R = texture2D(srcTex,tc+far*srcDirs[0],bias); /* 4 directions */
T = texture2D(srcTex,tc+far*srcDirs[1],bias);
L = texture2D(srcTex,tc+far*srcDirs[2],bias);
B = texture2D(srcTex,tc+far*srcDirs[3],bias);

div += L.x - R.x + B.y - T.y; /* velocity difference -> divergence */
}
We can then change our velocities per-pixel to try to eliminate this divergence, just like it was pressure (it's often called "pseudopressure" in simulations).  This goes a little bit faster if we correct the divergence as we go, like so:
        vec2 corr=vec2(0.0);
float div=0.0;
for (float bias=maxbias;bias>=0.0;bias--) {
float far=pow(2.0,bias);
R = texture2D(srcTex,tc+far*srcDirs[0],bias); /* 4 directions */
T = texture2D(srcTex,tc+far*srcDirs[1],bias);
L = texture2D(srcTex,tc+far*srcDirs[2],bias);
B = texture2D(srcTex,tc+far*srcDirs[3],bias);

/* figure out how to fix velocity divergence */
corr+=vec2(R.z-L.z,T.z-B.z);
div+=R.x-L.x + T.y-B.y;
}
C.xy+=divcorr*corr; /* repair divergence using our velocity */
C.z=divscale*div; /* write out new divergence estimate */
Note that we *don't* do a C.z += operation, like a partial differential equation, since this results in pressure waves carried by z.  Instead, if there's no divergence, z has done its job and should be zero.

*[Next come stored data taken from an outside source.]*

PR #1336, opened 2025-06-26
Feature/link to holdings from hit list

lrosenstrom:
## Description

Allow access to books etc directly from the search results view.

Mobile:

Screenshot from 2025-06-26 11-38-19

Desktop:

Screenshot from 2025-06-26 11-37-09

### Tickets involved
[LWS-384](https://kbse.atlassian.net/browse/LWS-384)

### Summary of changes

* Extract relevant parts of product page to a new HoldingsModal component.
* Define a new api route for fetching everything that is needed for the holdings modal.
* Move data initialization taking place in the product page load function to the new api route, making it accessible from other parts of the app, such as the search results list. 
* Add button for accessing holding modal in search card.

It should be straight forward to make this align with the new panes design, but that can be done in a separate PR.

### DIFF
--- a/lxl-web/src/lib/components/find/SearchCard.svelte
+++ b/lxl-web/src/lib/components/find/SearchCard.svelte
@@ -8,11 +8,12 @@
 	import getInstanceData from '$lib/utils/getInstanceData';
 	import placeholder from '$lib/assets/img/placeholder.svg';
 	import DecoratedData from '$lib/components/DecoratedData.svelte';
-	import { page } from '$app/stores';
+	import { page } from '$app/state';
 	import SearchItemDebug from '$lib/components/find/SearchItemDebug.svelte';
 	import EsExplain from '$lib/components/find/EsExplain.svelte';
 	import SearchItemDebugHaystack from '$lib/components/find/SearchItemDebugHaystack.svelte';
 	import MyLibsHoldingIndicator from '$lib/components/MyLibsHoldingIndicator.svelte';
+	import { getHoldingsLink, handleClickHoldings } from '$lib/utils/holdings';
 
 	export let item: SearchResultItem;
 
@@ -43,7 +44,7 @@
 							src={item.image.url}
 							width={item.image.widthPx > 0 ? item.image.widthPx : undefined}
 							height={item.image.heightPx > 0 ? item.image.heightPx : undefined}
-							alt={$page.data.t('general.latestInstanceCover')}
+							alt={page.data.t('general.latestInstanceCover')}
 							class:rounded-full={item['@type'] === 'Person'}
 							class="object-contain object-top {item['@type'] !== 'Person'
 								? 'aspect-2/3'
@@ -132,7 +133,7 @@
 						{#if instances?.years}
 							{#if instances.count > 1}
 								{instances?.count}
-								{$page.data.t('search.editions')}
+								{page.data.t('search.editions')}
 								{`(${instances.years})`}
 							{:else}
 								{instances.years}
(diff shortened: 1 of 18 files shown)


lxl-web/src/lib/components/find/SearchCard.svelte
```diff
@@ -191,11 +221,9 @@
 				{/if}
 			{/key}
 		{/if}
-		{#if item.heldByMyLibraries?.length}
-			<div class="card-libraries flex items-start">
-				<MyLibsHoldingIndicator libraries={item.heldByMyLibraries} />
-			</div>
-		{/if}
+		<div class="hidden md:inline">
```
jesperengstrom, line 224: Also, I feel the layout could be achieved without rendering the button twice. 

Using 
```
grid-template-areas : 
'image content debug'
'. libraries libraries'
```
For smaller screens, for example. Also, it should use a container query so it wraps when resizing the panels, not only the window.

jesperengstrom: But I also wonder if the `libraries` section should maybe a column of the search card `footer` rather than the entire search card? The current layout takes up width of the entire card that could be used for long titles in narrow cards, for example.

Skärmavbild 2025-06-27 kl  13 41 18

lxl-web/src/lib/components/find/SearchCard.svelte
```diff
@@ -25,6 +27,30 @@
 	let showDebugHaystack = false;
 </script>
 
+{#snippet holdingsButton()}
+	<div class="card-libraries flex items-start pt-1">
+		{#if id}
+			<a
+				class="btn btn-primary h-7 rounded-full md:h-8"
+				href={getHoldingsLink(page.url, id)}
+				data-sveltekit-preload-data="false"
```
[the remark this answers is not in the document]
johanbissemattsson: > the presence of a `holdings` param causes a (lazyloaded) fetch in the search/load function, passing the data to the modal, rather than it being loaded `onMount`?

I think there are arguments for both using preloading and not preloading in this case:

- Preloading leads to better performance / instantaneously loaded modals.
- Clicking on a holdings button on a browser tab that has left opened for a while will show outdated data (it could be seen as crucial that the holdings data is up-to-date).

[Streaming](https://svelte.dev/docs/kit/load#Streaming-with-promises) the holdings data (using the holdings search params) would lead to some performance improvement (the data can start loading before the component has been mounted) while still showing up-to-date information.

lxl-web/src/lib/components/find/SearchCard.svelte
```diff
@@ -191,11 +221,9 @@
 				{/if}
 			{/key}
 		{/if}
-		{#if item.heldByMyLibraries?.length}
-			<div class="card-libraries flex items-start">
-				<MyLibsHoldingIndicator libraries={item.heldByMyLibraries} />
-			</div>
-		{/if}
+		<div class="hidden md:inline">
+			{@render holdingsButton()}
```
jesperengstrom, line 225: Also, I feel the layout could be achieved without rendering the button twice. 

Using 
```
grid-template-areas : 
'image content debug'
'. libraries libraries'
```
For smaller screens, for example. Also, it should use a container query so it wraps when resizing the panels, not only the window.

jesperengstrom: But I also wonder if the `libraries` section should maybe a column of the search card `footer` rather than the entire search card? The current layout takes up width of the entire card that could be used for long titles in narrow cards, for example.

Skärmavbild 2025-06-27 kl  13 41 18

johanbissemattsson (approved):
> Nice work! I made some comments - I'm ok with merging this now and continue working on it (since this is a much-requested feature), or polish it some more depending on @johanbissemattsson feedback.
> 
> The feature itself is working well I think.

I agree! We can absolutely merge this and polish it more later.

jesperengstrom:
> [Streaming](https://svelte.dev/docs/kit/load#Streaming-with-promises) the holdings data (using the holdings search params) would lead to some performance improvement (the data can start loading before the component has been mounted) while still showing up-to-date information.

Yes, streaming was the term I was looking for but confused with something else

lrosenstrom:
Great feedback. I'll look into the issues mentioned after merge.

PR #1337, opened 2025-06-26
bugfix(supersearch): Fix handleReset (LWS-392)

jesperengstrom:
### Tickets involved
[LWS-392](https://kbse.atlassian.net/browse/LWS-392)

### Solves

Bug in Chrome where you cannot type in input after clicking the clear button
Skärmavbild 2025-06-19 kl  13 14 49

### Summary of changes

* Dispatch a delete event in `handleReset` function, triggering a sync update between the instances in CodeMirror
* Add tests to cover this case


johanbissemattsson (approved):
LGTM! 🌟

PR #1340, opened 2025-07-11
feat(lxl-web): One-to-many resource pages (LWS-386)

johanbissemattsson:
### Tickets involved
[LWS-386](https://kbse.atlassian.net/browse/LWS-386)

### Solves

Redesigned resource pages with support for showing sections previewing different one-to-many relations.
These relations are currently displayed as scrollable lists (scroll buttons should be added in a subsequent PR!).

See screenshot:
Skärmavbild 2025-07-11 kl  14 53 33

### Summary of changes

- Add new reusable resource component ([Resource.svelte](https://github.com/libris/lxlviewer/blob/183807d12bfaff945054b840fea1bd41fcf78fce/lxl-web/src/lib/components/Resource.svelte)) – which will allow multiple panes showing different resource data at the same time.
- Add table of contents component ([TableOfContents.svelte](https://github.com/libris/lxlviewer/blob/183807d12bfaff945054b840fea1bd41fcf78fce/lxl-web/src/lib/components/TableOfContents.svelte)) which highlights the first visible section using [intersection observers](https://developer.mozilla.org/en-US/docs/Web/API/Intersection_Observer_API).
- Add scrollable lists of relations to resource pages
- Add [SearchResultList.svelte](https://github.com/libris/lxlviewer/blob/183807d12bfaff945054b840fea1bd41fcf78fce/lxl-web/src/lib/components/SearchResultList.svelte) and [SearchResultItem.svelte](https://github.com/libris/lxlviewer/blob/183807d12bfaff945054b840fea1bd41fcf78fce/lxl-web/src/lib/components/SearchResultItem.svelte) components (there is currently some code repetition between these components and [SearchCard.svelte](https://github.com/libris/lxlviewer/blob/183807d12bfaff945054b840fea1bd41fcf78fce/lxl-web/src/lib/components/find/SearchCard.svelte) but the goal is let the new components be more flexible and reusable in multiple situations (so the page-specific SearchCard.svelte component could become obsolete).
- Add more container breakpoints
- Add wide layout variant (currently not configurable by the user but can be manually activated by adding the class `.prefers-wide-layout`).
- Add utility class for hidden scrollbars (`scrollbar-hidden`)
- Migrate `<ResourceImage />` component to Svelte 5 syntax
- Hide full resource image link on mobile
- Remove `<SearchResultOld />` component
- Replace old `getRelated/searchPromise` with new `getRelations` function together with preview fetches for each relation section/list.
- And numerous styling fixes...


olovy (approved):
LGTM!!

Seems to work fine. 
Except for relations that point to other things than works/instances, e.g. hasOccupation. 
Preview says Show all X results but list is empty. This is of course because of the hidden default "Type:Work" filter. We have to decide if the API should automatically "coerce" these queries containing a property with a domain with other types. Not a blocker. The client should anyway probably not rewrite the queries itself.

Did some small changes:
* Add isPartOf to relationsByBaseClass
* Move "related" section below instance list.
* Top heading "Inledning" -> "Översikt" as in the sketches
* Always highlight the clicked heading in TOC even if there is a visible section before it in the page. Before, the last heading/section was never highlighted which felt weird.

This seems to work quite well, despite being an Euler-style update.
   Try the multigrid WebGL demo.

Adding boundary conditions to these simulations is usually fairly easy.  For example, we can just force the fluid velocity to be zero over land, and the fluid will flow around it.
   Try fluid flowing around disk island demo.

But there's a problem with multigrid and boundary conditions.  If we ignore the boundary conditions when sampling the coarser grids, it's easy to get nonphysical behavior where effects like our divergence correction leap across what should be solid boundaries.  In this demo, the grid is divided into square zones, so it should act like many disconnected simulations, but unless we modify the multigrid sampling, information propagates between the zones.
   Try multigrid cells demo.

In the general case, with arbitrary inlets surrounded by elongated peninsulas, multigrid can actually be pretty hard to do correctly.